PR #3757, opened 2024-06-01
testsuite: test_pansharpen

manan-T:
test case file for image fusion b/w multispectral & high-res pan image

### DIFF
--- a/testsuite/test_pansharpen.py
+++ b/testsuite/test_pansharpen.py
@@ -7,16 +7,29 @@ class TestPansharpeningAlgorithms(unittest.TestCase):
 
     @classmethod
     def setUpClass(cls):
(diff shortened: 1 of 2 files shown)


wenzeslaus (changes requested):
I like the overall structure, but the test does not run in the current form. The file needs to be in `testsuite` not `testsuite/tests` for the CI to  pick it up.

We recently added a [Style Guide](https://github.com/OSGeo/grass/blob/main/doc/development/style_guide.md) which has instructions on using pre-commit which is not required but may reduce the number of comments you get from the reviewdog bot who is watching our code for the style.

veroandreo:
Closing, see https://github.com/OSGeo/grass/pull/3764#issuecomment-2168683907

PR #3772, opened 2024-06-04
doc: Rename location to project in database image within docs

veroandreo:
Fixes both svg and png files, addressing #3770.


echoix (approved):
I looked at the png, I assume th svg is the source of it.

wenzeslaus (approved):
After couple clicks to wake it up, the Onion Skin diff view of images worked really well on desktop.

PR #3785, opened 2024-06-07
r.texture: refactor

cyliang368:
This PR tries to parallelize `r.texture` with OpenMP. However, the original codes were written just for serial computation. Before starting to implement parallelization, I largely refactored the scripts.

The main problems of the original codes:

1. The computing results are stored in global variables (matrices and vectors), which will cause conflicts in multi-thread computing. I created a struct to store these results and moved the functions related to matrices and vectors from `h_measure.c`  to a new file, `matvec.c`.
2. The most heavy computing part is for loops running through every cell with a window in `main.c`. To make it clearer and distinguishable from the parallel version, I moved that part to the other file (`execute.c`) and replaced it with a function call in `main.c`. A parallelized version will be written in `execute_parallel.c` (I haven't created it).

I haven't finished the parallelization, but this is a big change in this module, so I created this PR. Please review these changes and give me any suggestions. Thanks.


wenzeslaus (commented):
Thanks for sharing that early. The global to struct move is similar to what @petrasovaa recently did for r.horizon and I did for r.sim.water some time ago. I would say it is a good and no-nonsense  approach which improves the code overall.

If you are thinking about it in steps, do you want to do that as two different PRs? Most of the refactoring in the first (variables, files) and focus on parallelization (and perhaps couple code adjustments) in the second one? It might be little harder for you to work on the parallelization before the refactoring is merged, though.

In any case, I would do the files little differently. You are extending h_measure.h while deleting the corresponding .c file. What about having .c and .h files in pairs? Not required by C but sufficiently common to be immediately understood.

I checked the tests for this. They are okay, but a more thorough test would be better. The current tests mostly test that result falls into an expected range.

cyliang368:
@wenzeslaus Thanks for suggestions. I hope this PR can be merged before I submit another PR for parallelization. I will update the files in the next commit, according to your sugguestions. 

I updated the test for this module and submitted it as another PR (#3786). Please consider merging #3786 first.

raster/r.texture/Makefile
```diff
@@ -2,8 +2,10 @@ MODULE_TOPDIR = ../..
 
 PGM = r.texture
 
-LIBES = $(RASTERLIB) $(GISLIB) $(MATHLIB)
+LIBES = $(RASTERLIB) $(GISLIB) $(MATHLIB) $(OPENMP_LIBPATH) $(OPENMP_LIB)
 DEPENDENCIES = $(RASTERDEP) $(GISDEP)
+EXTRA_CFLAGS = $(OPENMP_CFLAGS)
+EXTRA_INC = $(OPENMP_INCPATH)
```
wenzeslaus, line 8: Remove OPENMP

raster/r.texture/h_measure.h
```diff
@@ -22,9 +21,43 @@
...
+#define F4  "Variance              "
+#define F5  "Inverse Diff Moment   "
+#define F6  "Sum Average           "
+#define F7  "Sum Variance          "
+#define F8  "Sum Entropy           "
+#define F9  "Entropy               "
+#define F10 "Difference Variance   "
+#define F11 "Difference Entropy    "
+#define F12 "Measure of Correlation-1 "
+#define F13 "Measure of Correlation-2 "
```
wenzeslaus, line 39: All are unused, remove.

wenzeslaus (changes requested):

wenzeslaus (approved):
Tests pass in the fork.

• What you should do: Repeat the full set of records above character for character.

• Written answer:
PR #3757, opened 2024-06-01
testsuite: test_pansharpen

manan-T:
test case file for image fusion b/w multispectral & high-res pan image

### DIFF
--- a/testsuite/test_pansharpen.py
+++ b/testsuite/test_pansharpen.py
@@ -7,16 +7,29 @@ class TestPansharpeningAlgorithms(unittest.TestCase):
 
     @classmethod
     def setUpClass(cls):
(diff shortened: 1 of 2 files shown)


wenzeslaus (changes requested):
I like the overall structure, but the test does not run in the current form. The file needs to be in `testsuite` not `testsuite/tests` for the CI to  pick it up.

We recently added a [Style Guide](https://github.com/OSGeo/grass/blob/main/doc/development/style_guide.md) which has instructions on using pre-commit which is not required but may reduce the number of comments you get from the reviewdog bot who is watching our code for the style.

veroandreo:
Closing, see https://github.com/OSGeo/grass/pull/3764#issuecomment-2168683907

PR #3772, opened 2024-06-04
doc: Rename location to project in database image within docs

veroandreo:
Fixes both svg and png files, addressing #3770.


echoix (approved):
I looked at the png, I assume th svg is the source of it.

wenzeslaus (approved):
After couple clicks to wake it up, the Onion Skin diff view of images worked really well on desktop.

PR #3785, opened 2024-06-07
r.texture: refactor

cyliang368:
This PR tries to parallelize `r.texture` with OpenMP. However, the original codes were written just for serial computation. Before starting to implement parallelization, I largely refactored the scripts.

The main problems of the original codes:

1. The computing results are stored in global variables (matrices and vectors), which will cause conflicts in multi-thread computing. I created a struct to store these results and moved the functions related to matrices and vectors from `h_measure.c`  to a new file, `matvec.c`.
2. The most heavy computing part is for loops running through every cell with a window in `main.c`. To make it clearer and distinguishable from the parallel version, I moved that part to the other file (`execute.c`) and replaced it with a function call in `main.c`. A parallelized version will be written in `execute_parallel.c` (I haven't created it).

I haven't finished the parallelization, but this is a big change in this module, so I created this PR. Please review these changes and give me any suggestions. Thanks.


wenzeslaus (commented):
Thanks for sharing that early. The global to struct move is similar to what @petrasovaa recently did for r.horizon and I did for r.sim.water some time ago. I would say it is a good and no-nonsense  approach which improves the code overall.

If you are thinking about it in steps, do you want to do that as two different PRs? Most of the refactoring in the first (variables, files) and focus on parallelization (and perhaps couple code adjustments) in the second one? It might be little harder for you to work on the parallelization before the refactoring is merged, though.

In any case, I would do the files little differently. You are extending h_measure.h while deleting the corresponding .c file. What about having .c and .h files in pairs? Not required by C but sufficiently common to be immediately understood.

I checked the tests for this. They are okay, but a more thorough test would be better. The current tests mostly test that result falls into an expected range.

cyliang368:
@wenzeslaus Thanks for suggestions. I hope this PR can be merged before I submit another PR for parallelization. I will update the files in the next commit, according to your sugguestions. 

I updated the test for this module and submitted it as another PR (#3786). Please consider merging #3786 first.

raster/r.texture/Makefile
```diff
@@ -2,8 +2,10 @@ MODULE_TOPDIR = ../..
 
 PGM = r.texture
 
-LIBES = $(RASTERLIB) $(GISLIB) $(MATHLIB)
+LIBES = $(RASTERLIB) $(GISLIB) $(MATHLIB) $(OPENMP_LIBPATH) $(OPENMP_LIB)
 DEPENDENCIES = $(RASTERDEP) $(GISDEP)
+EXTRA_CFLAGS = $(OPENMP_CFLAGS)
+EXTRA_INC = $(OPENMP_INCPATH)
```
wenzeslaus, line 8: Remove OPENMP

raster/r.texture/h_measure.h
```diff
@@ -22,9 +21,43 @@
...
+#define F4  "Variance              "
+#define F5  "Inverse Diff Moment   "
+#define F6  "Sum Average           "
+#define F7  "Sum Variance          "
+#define F8  "Sum Entropy           "
+#define F9  "Entropy               "
+#define F10 "Difference Variance   "
+#define F11 "Difference Entropy    "
+#define F12 "Measure of Correlation-1 "
+#define F13 "Measure of Correlation-2 "
```
wenzeslaus, line 39: All are unused, remove.

wenzeslaus (changes requested):

wenzeslaus (approved):
Tests pass in the fork.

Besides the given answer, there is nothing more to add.